All animal procedures have been approved by the University of Colorado Anschutz Medical Campus Institutional Animal Care and Use Committee (IACUC) with accreditation by Association for Assessment and Accreditation of Laboratory Animal Care (AAALAC). All experiments were performed in accordance with the approved protocol and relevant IACUC regulations and guidelines.

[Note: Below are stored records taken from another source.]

PR #102, opened 2024-01-16
Fix macos

alexeagle:
Also includes an unrelated bump to latest aspect CLI for the `lint --fix` command, and Bazel 7.0 final


example/MODULE.bazel
```diff
@@ -27,7 +27,10 @@ use_repo(rules_ts_ext, "npm_typescript")
 # Configure and register the toolchain.
 llvm = use_extension("@toolchains_llvm//toolchain/extensions:llvm.bzl", "llvm")
 llvm.toolchain(
-    llvm_version = "16.0.0",
+    llvm_versions = {
+        "": "16.0.0",
+        "darwin-x86_64": "15.0.7",
```
jbedard, line 32: Why is the downgrade needed for macos? Why not downgrade for every os?

jbedard (approved):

Eleven-week-old, female C57BL/6 J mice (Jackson Laboratories) were initially anesthetized in a chamber with oxygen flow with 4–5% isoflurane. Once mice are anesthetized, as confirmed by toe pinch, they are transferred to a heating pad at 37 °C, and to a nose cone delivering 1.5–2% isoflurane. Skin overlaying the tibialis anterior is shaved using an electric razor and wiped with a betadine wipe. Mice are then injected in each anterior tibialis with 1011 viral genomes (vg) of viral vector and fluorescent beads. Following injections, mice are again wiped and allowed to recover in their cage. The following day, ambulation was checked.

Electrophysiology

After five weeks, mice are sacrificed using isoflurane followed by cervical dislocation. Sciatic and attached peroneal nerves and anterior tibialis muscles were removed. Muscles were placed in 1× Phosphate Buffered Saline. Nerves were placed in a saline solution (in mM: NaCl 126, KCl 3, CaCl2 2, MgCl2 2, MOPS 10, Glucose 30; pH 7.25) in a glass bottomed imaging chamber equipped with two glass electrodes, one fitted to the sciatic nerve, the other fitted to the common peroneal nerve. The nerve was held in place in the imaging chamber using a U-shaped bent steel wire with nylon threads strung across the open section of the U. Electrical stimulation was provided using stimulus from either the sciatic or common peroneal electrodes using a Grass SD9 stimulator. Prior to conducting experiments, the electrodes and setup were evaluated for ability to generate compound action potentials (MultiClamp 700B Amplifier, Axon Instruments, PCLAMP10 Software). Compound action potentials were only measured as a part of hardware design, as the compound action potential does not report the activity of a single axon, only the aggregate of the nerve, reducing its utility for correlating single axon activity with calcium transients. Stimulus duration for eliciting an action potential was 30 μs. Stimulus frequencies ranged from 5–125 Hz based on previous reports of observed frequencies in type III (thinly myelinated) and type IV (unmyelinated) fibers following either chemical, mechanical, or thermal stimulation (1–200 Hz)10,69,70,71 and included most of the stimulus range attempted on other small fibers in other studies of the peripheral nerve (1–50 Hz)30,42. Stimulation voltages were the minimum required to elicit a change in GCaMP fluorescence and ranged from 5.5–15 V.

Imaging

Imaging was performed using an inverted spinning disk microscope (Intelligent Imaging Innovations) equipped with a 488 nm laser and a 16-bit EMCCD camera. Frames were captured using a 63X oil objective (1.4NA) at ~8 Hz. Imaging experiments were performed at 23 °C.

Data Analysis

Images were analyzed using SlideBook (Intelligent Imaging Innovations). Curve fitting, plotting and statistical analysis were completed using MATLAB (Mathworks). Generally, a Kruskal-Wallis Nonparametric Analysis of Variance was used in comparisons of more than two means, unless an Anderson-Darling test demonstrated normality, in which case a one-way analysis of variance was used. Multiple comparisons, conducted if analysis of variance tests showed significance, used the Tukey-Kramer method. P-values less than 0.05 were considered significant. Fluorescence changes were computed as ΔF/F0 = (F − Fintial)/Finitial, where F is the fluorescence at a point in time, F initial is the mean fluorescence for 15 time points before stimulation. Rise and decay time constants were computed from averaged traces from individual axons fitted with single exponential curves. A Spearman’s correlation was used to compute the correlation between on-time constant and prestimulus axon brightness. To control family-wide error rate, the Benjamini-Hochberg method for controlling the false detection rate was used.

Data Availability

The data generated during the current study are available from the corresponding author on reasonable request.